# starter removal 5000s



## ltnflvr (Aug 11, 2001)

I am having a problem removing the old starter. It is an automatic. So I see a nut in the back and the front has some bizarre looking thing that looks like: 
! !
! ! 
! ! 
! !
And how do you get to the top bolt? Do I need to remove the whole engine or something?!
-Andy


----------



## 84cgtturbo (Apr 3, 2003)

*Re: starter removal 5000s (ltnflvr)*

DO NOT PULL THE MOTOR TO REMOVE THE STARTER!!!! 
Take off the nut and slide the bolt out.
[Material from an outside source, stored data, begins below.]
Issue #1104, opened 2022-05-10
Proposal: build debugging in buildx (interactive sessions)


tonistiigi:
This is a follow-up to BuildKit debugging issue https://github.com/moby/buildkit/issues/1472  so we can discuss the UX and next steps for features like https://github.com/moby/buildkit/pull/2813  . https://github.com/moby/buildkit/issues/1472  is mostly implemented in BuildKit v0.9 with additional signaling patches in v0.10 so unless we missed something no more (breaking) BuildKit changes should be needed.

All of this work does not need to end up in buildx repository, and some may be moved out later. I don't want opinionated dev features in buildctl that should be vendor-agnostic test tool, and I also don't want to maintain two similar, but different debugging stacks. Aside of that, code reuse is encouraged.

BuildKit issue concentrated on internal building blocks for this feature and you should read it first. In here, I'm proposing steps for incremental PRs to end up with a user-friendly debugging feature.

All flag names up to later discussion. Naming is hard.

PRs may be combined where it makes sense for review, but all the described steps should be quite independent.

### PR1

Add possibility to interactively run a process using the `NewContainer` API after the build has completed.

```
docker buildx build --invoke bash .
docker buildx build --invoke entrypoint=/usr/bin/cat,args=/etc/passwd,env=FOO=bar . # optional longform (not a requirement)
```

The build will run with the progressbar until completion. Progressbar will finish and container will be launched. Container redirects all stdio and signals. TTY is enabled if user enabled TTY for main process.

### PR2

Add "monitor mode" to the interactive process. When running an interactive process, the user can switch between to process io and monitor process io. Similar to QEMU monitor mode. In monitor mode they can issue additional commands.

In the very first PR only supported command may be "exit".

```
(buildx) exit
```

### PR3

Add "rollback" command to monitor mode. With this command the user can make modifications in the interactive container and when they issue "rollback" command they are brought back to the initial state.

### PR4

Refactor build command to invoke builds in a background process. This is important as we don't want the lifecycle of "debugging session" to be locked into a single process. A socket should be created under `~/.buildx` and even if the current process (unexpectedly) dies its state can be accessed again via the socket.

### PR5

Add `list` and `attach` commands to the monitor mode. List would show all the current active sessions (via the socket described in the previous section). Attach would make that session active in current process. If the session is already active in another process these processes would detach and got to the monitor mode.

### PR6

Add `exec` command to execute new processes in the same debug container. All processes are attachable as described in previous section.

### PR7

[...]

PR #1168, opened 2022-06-15
Add `--invoke` option to launch a container from the build result

ktock:
https://github.com/docker/buildx/issues/1104

This is a PoC of `--invoke` option to launch a container based on the build result.
Please give me feedbacks on the design of the monitor and CLI design.

This covers PR1 to PR3 of https://github.com/docker/buildx/issues/1104.

> PR1
> Add possibility to interactively run a process using the NewContainer API after the build has completed. The build will run with the progressbar until completion. Progressbar will finish and container will be launched. Container redirects all stdio and signals. TTY is enabled if user enabled TTY for main process.

> PR2
> Add "monitor mode" to the interactive process. When running an interactive process, the user can switch between to process io and monitor process io. Similar to QEMU monitor mode. In monitor mode they can issue additional commands. In the very first PR only supported command may be "exit".

> PR3
> Add "rollback" command to monitor mode. With this command the user can make modifications in the interactive container and when they issue "rollback" command they are brought back to the initial state. Add "reload" command to monitor mode. This will run the build again(now with possibly updated source) and invoke the shell again.

## Example:

```dockerfile
FROM ghcr.io/stargz-containers/busybox:1.32.0-org
RUN echo hello > /hello
```

### rollback

`Ctrl-a-c` switches IO between monitor and container with printing `Switched IO` message.
`rollback` rollbacks the container by restarting it.

```console
# buildx build --invoke sh /tmp/ctx
WARNING: No output specified with remote driver. Build result will only remain in the build cache. To push result image into registry use --push or to load image into docker use --load
[+] Building 0.5s (5/5) FINISHED                                                  
 => [internal] load build definition from Dockerfile                         0.1s
 => => transferring dockerfile: 111B                                         0.0s
 => [internal] load .dockerignore                                            0.0s
 => => transferring context: 2B                                              0.0s
 => [internal] load metadata for ghcr.io/stargz-containers/busybox:1.32.0-o  0.4s
 => [1/2] FROM ghcr.io/stargz-containers/busybox:1.32.0-org@sha256:bde48e17  0.0s
 => => resolve ghcr.io/stargz-containers/busybox:1.32.0-org@sha256:bde48e17  0.0s
 => CACHED [2/2] RUN echo hello > /hello                                     0.0s
/ # cat /hello
hello
/ # echo hi > /hi
/ # ls
bin    etc    hi     proc   sys    usr
dev    hello  home   root   tmp    var
/ # Switched IO

(buildx) rollback
(buildx) Switched IO

/ # ls
bin    dev    etc    hello  home   proc   root   sys    tmp    usr    var
```

### reload

`reload` reloads and builds the Dockerfile.

```dockerfile
FROM ghcr.io/stargz-containers/busybox:1.32.0-org
RUN echo hello2 > /hello2
```

```console
(buildx) reload
WARNING: No output specified with remote driver. Build result will only remain in the build cache. To push result image into registry use --push or to load image into docker use --load
[+] Building 0.4s (5/5) FINISHED                                                  
 => [internal] load build definition from Dockerfile                         0.0s
 => => transferring dockerfile: 113B                                         0.0s
 => [internal] load .dockerignore                                            0.1s
 => => transferring context: 2B                                              0.0s
 => [internal] load metadata for ghcr.io/stargz-containers/busybox:1.32.0-o  0.3s
 => [1/2] FROM ghcr.io/stargz-containers/busybox:1.32.0-org@sha256:bde48e17  0.1s
 => => resolve ghcr.io/stargz-containers/busybox:1.32.0-org@sha256:bde48e17  0.0s
 => CACHED [2/2] RUN echo hello2 > /hello2                                   0.0s
(buildx) Switched IO

/ # ls
bin     etc     home    root    tmp     var
dev     hello2  proc    sys     usr
/ # cat /hello2
hello2
```

### exit

`exit` exits the monitor.

```console
(buildx) exit
```

### long form

Container is configurable through the long form of `--invoke`.

```console
# buildx build --invoke entrypoint=sh,env=FOO=bar /tmp/ctx
WARNING: No output specified with remote driver. Build result will only remain in the build cache. To push result image into registry use --push or to load image into docker use --load
[+] Building 0.4s (5/5) FINISHED                                                  
 => [internal] load build definition from Dockerfile                         0.1s
 => => transferring dockerfile: 111B                                         0.0s
 => [internal] load .dockerignore                                            0.0s
 => => transferring context: 2B                                              0.0s
 => [internal] load metadata for ghcr.io/stargz-containers/busybox:1.32.0-o  0.3s
 => [1/2] FROM ghcr.io/stargz-containers/busybox:1.32.0-org@sha256:bde48e17  0.0s
 => => resolve ghcr.io/stargz-containers/busybox:1.32.0-org@sha256:bde48e17  0.0s
 => CACHED [2/2] RUN echo hello > /hello                                     0.0s
/ # env | grep FOO
FOO=bar
```

### TODOs

- Remaining concerns
  - Which sequence should be used to toggle IO? Currently C-a-c is used. Should it be configurable?
  - Should container IO be accessible and readable even after it exits?
  - Which driver and result should be used when multiple results are provided?

- TODOs
  - [x] Discuss and determine the design of monitor and CLI
  - [x] Add tests

Please tell me if I'm missing anything.

### DIFF
--- a/build/build.go
+++ b/build/build.go
@@ -615,7 +615,101 @@ func toSolveOpt(ctx context.Context, di DriverInfo, multiDriver bool, opt Option
 	return &so, releaseF, nil
 }
 
+// ContainerConfig is configuration for a container to run.
+type ContainerConfig struct {
+	ResultCtx *ResultContext
+	Args      []string
+	Env       []string
+	User      string
+	Cwd       string
+	Tty       bool
+	Stdin     io.ReadCloser
+	Stdout    io.WriteCloser
+	Stderr    io.WriteCloser
+}
+
+// ResultContext is a build result with the client that built it.
+type ResultContext struct {
+	Client *client.Client
+	Res    *gateway.Result
+}
+
+// Invoke invokes a build result as a container.
+func Invoke(ctx context.Context, cfg ContainerConfig) error {
+	if cfg.ResultCtx == nil {
+		return errors.Errorf("result must be provided")
+	}
+	c, res := cfg.ResultCtx.Client, cfg.ResultCtx.Res
+	_, err := c.Build(ctx, client.SolveOpt{}, "buildx", func(ctx context.Context, c gateway.Client) (*gateway.Result, error) {
+		if res.Ref == nil {
+			return nil, errors.Errorf("no reference is registered")
+		}
+		st, err := res.Ref.ToState()
+		if err != nil {
+			return nil, err
+		}
+		def, err := st.Marshal(ctx)
+		if err != nil {
+			return nil, err
+		}
+		imgRef, err := c.Solve(ctx, gateway.SolveRequest{
+			Definition: def.ToPB(),
+		})
+		if err != nil {
+			return nil, err
+		}
+		ctr, err := c.NewContainer(ctx, gateway.NewContainerRequest{
+			Mounts: []gateway.Mount{
+				{
+					Dest:      "/",
+					MountType: pb.MountType_BIND,
+					Ref:       imgRef.Ref,
+				},
+			},
+		})
+		if err != nil {
+			return nil, err
+		}
+		defer ctr.Release(ctx)
+		proc, err := ctr.Start(ctx, gateway.StartRequest{
+			Args:   cfg.Args,
+			Env:    cfg.Env,
+			User:   cfg.User,
+			Cwd:    cfg.Cwd,
+			Tty:    cfg.Tty,
+			Stdin:  cfg.Stdin,
+			Stdout: cfg.Stdout,
+			Stderr: cfg.Stderr,
+		})
+		if err != nil {
+			return nil, errors.Errorf("failed to start container: %v", err)
+		}
+		errCh := make(chan error)
+		doneCh := make(chan struct{})
+		go func() {
+			if err := proc.Wait(); err != nil {
+				errCh <- err
+				return
+			}
+			close(doneCh)
+		}()
+		select {
+		case <-doneCh:
+		case <-ctx.Done():
+			return nil, ctx.Err()
+		case err := <-errCh:
+			return nil, err
+		}
+		return nil, nil
+	}, nil)
+	return err
+}
+
 func Build(ctx context.Context, drivers []DriverInfo, opt map[string]Options, docker DockerAPI, configDir string, w progress.Writer) (resp map[string]*client.SolveResponse, err error) {
+	return BuildWithResultHandler(ctx, drivers, opt, docker, configDir, w, nil)
+}
+
+func BuildWithResultHandler(ctx context.Context, drivers []DriverInfo, opt map[string]Options, docker DockerAPI, configDir string, w progress.Writer, resultHandleFunc func(driverIndex int, rCtx *ResultContext)) (resp map[string]*client.SolveResponse, err error) {
 	if len(drivers) == 0 {
 		return nil, errors.Errorf("driver required for build")
 	}
@@ -927,12 +1021,16 @@ func Build(ctx context.Context, drivers []DriverInfo, opt map[string]Options, do
 						ch, done := progress.NewChannel(pw)
 						defer func() { <-done }()
 
+						cc := c
 						rr, err := c.Build(ctx, so, "buildx", func(ctx context.Context, c gateway.Client) (*gateway.Result, error) {
 							res, err := c.Solve(ctx, req)
 							if err != nil {
 								return nil, err
 							}
 							results.Set(resultKey(dp.driverIndex, k), res)
+							if resultHandleFunc != nil {
+								resultHandleFunc(dp.driverIndex, &ResultContext{cc, res})
+							}
 							return res, nil
 						}, ch)
 						if err != nil {
--- a/commands/build.go
+++ b/commands/build.go
@@ -4,14 +4,19 @@ import (
 	"bytes"
 	"context"
 	"encoding/base64"
+	"encoding/csv"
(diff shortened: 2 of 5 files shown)


ktock:
cc @tonistiigi

build/build.go
```diff
@@ -615,7 +615,102 @@ func toSolveOpt(ctx context.Context, di DriverInfo, multiDriver bool, opt Option
...
+type ResultContext struct {
+	Client   *client.Client
+	SolveOpt client.SolveOpt
+	Res      *gateway.Result
+}
+
+// Invoke invokes a build result as a container.
+func Invoke(ctx context.Context, cfg ContainerConfig) error {
+	if cfg.ResultCtx == nil {
+		return fmt.Errorf("result must be provided")
```
tonistiigi, line 641: use `pkg/errors` only in these repos.

build/build.go
```diff
@@ -615,7 +615,102 @@ func toSolveOpt(ctx context.Context, di DriverInfo, multiDriver bool, opt Option
...
+	Tty       bool
+	Stdin     io.ReadCloser
+	Stdout    io.WriteCloser
+	Stderr    io.WriteCloser
+}
+
+// ResultContext is a build result with the client that built it.
+type ResultContext struct {
+	Client   *client.Client
+	SolveOpt client.SolveOpt
```
tonistiigi, line 634: Do you even need `SolveOpt` in here? The whole build is based on `Res`. If `SolveOpt` contains output options it may be even wrong to reuse it here.

tonistiigi (commented):
This looks like a great start 👍 

> Which sequence should be used to toggle IO? Currently C-a-c is used. Should it be configurable?

I think it is pretty good atm. We should consider also including `ctrl-C`. Eg. when you are attached to container and press `Ctrl-C` it could bring you to monitor mode. Pressing it again could give a warning about how to attach back, and another one close the program.

C-a-c atm doesn't show prompt. Need to press enter to get to the prompt.

Maybe for something common like reload we could add a special shortcut in the future.

> Should container IO be accessible and readable even after it exits?

You mean stored in some file? I think we can think about that separately together with thinking if build logs need a similar feature.

> Which driver and result should be used when multiple results are provided?

Native arch of the first node for selected driver seems like the best option.

---

For reload, currently it triggers the whole build again. This could be faster by just running a new solve with the same gateway connection (same `Build()` callback). That would mean that, for example resolving a tag from registry for the base image is not needed between reloads. Or maybe we need two modes of reload.

Let's try to get this in quickly, mark the flags as experimental (maybe `BUILDX_EXPERIMENTAL` env?), and then start to interate on it instead of trying to get the first PR to be the perfect experience.

ktock:
> We should consider also including ctrl-C. Eg. when you are attached to container and press Ctrl-C it could bring you to monitor mode. Pressing it again could give a warning about how to attach back, and another one close the program.

Let's work on it in following-up patches. But it looks like it conflicts with the terminal keybind (for sending signals to the container)?

> C-a-c atm doesn't show prompt. Need to press enter to get to the prompt.

Fixed to show `(buildx)` prompt when the IO is swithced to the monitor.
Container doesn't still show the prompt just after `C-a-c`.
This is because `C-a-c` just toggle the IO stream but doesn't request the prompt to the attached container.
User need to explicitly send newline or something to get the prompt.

> You mean stored in some file? I think we can think about that separately together with thinking if build logs need a similar feature.

Sure.

> Native arch of the first node for selected driver seems like the best option.

Current implementation uses the lowest index of the selected drivers. Does this look good?

> `BUILDX_EXPERIMENTAL`

Added this.

build/build.go
ktock: Thank you for the comment. fixed this.

build/build.go
ktock: Thank you for the comment. fixed this.

commands/build.go
```diff
@@ -225,47 +231,135 @@ func runBuild(dockerCli command.Cli, in buildOptions) (err error) {
...
 
-	imageID, err := buildTargets(ctx, dockerCli, map[string]build.Options{defaultTargetName: opts}, in.progress, contextPathHash, in.builder, in.metadataFile)
+	imageID, res, err := buildTargets(ctx, dockerCli, map[string]build.Options{defaultTargetName: opts}, in.progress, contextPathHash, in.builder, in.metadataFile)
 	err = wrapBuildError(err, false)
 	if err != nil {
 		return err
 	}
 
+	if in.invoke != "" {
+		if os.Getenv("BUILDX_EXPERIMENTAL") != "1" {
```
tonistiigi, line 241: Better to just put the flag definition `flags.StringVar(&options.invoke` behind env.

tonistiigi (commented):
> But it looks like it conflicts with the terminal keybind (for sending signals to the container)?

Yes, indeed it seems hard to predict if the signal was for cancelling the process or shell. Maybe if the process dies it goes to the buildx prompt first. We can think about this more later.

> User need to explicitly send newline or something to get the prompt.

Could we just print enter for the user. I think we should either print enter or buffer the last line user saw and reprint it again. https://github.com/tonistiigi/vt100 could help if want to figure out what the last tty line is from a stream.

ktock:
> Could we just print enter for the user.

Fixed to automatically send a newline to the container on `C-a-c` as it seems the easiest solution as of now.
In the future we can consider richer UI like re-printing the last line.

> Better to just put the flag definition flags.StringVar(&options.invoke behind env.

Fixed this.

The nut is in a tight spot but is accessible (you can make slighty more than a quarter turn with an open end wrench, it'll be slow but it'll come off). 
Good luck, been there - done that.


----------



## ltnflvr (Aug 11, 2001)

*Re: starter removal 5000s (84cgtturbo)*

What about the bottom bolt. It must have been broken off at one point or something. Can I remove that from the nut at the back or do I need to find a way to clamp onto this rectangular looking thing in the front?
-Andy


----------



## 84cgtturbo (Apr 3, 2003)

*Re: starter removal 5000s (ltnflvr)*

Yes, just loosen the nut and slide the bolt out when the nut is off. The bolt can't turn due to its proximity to the starter.


----------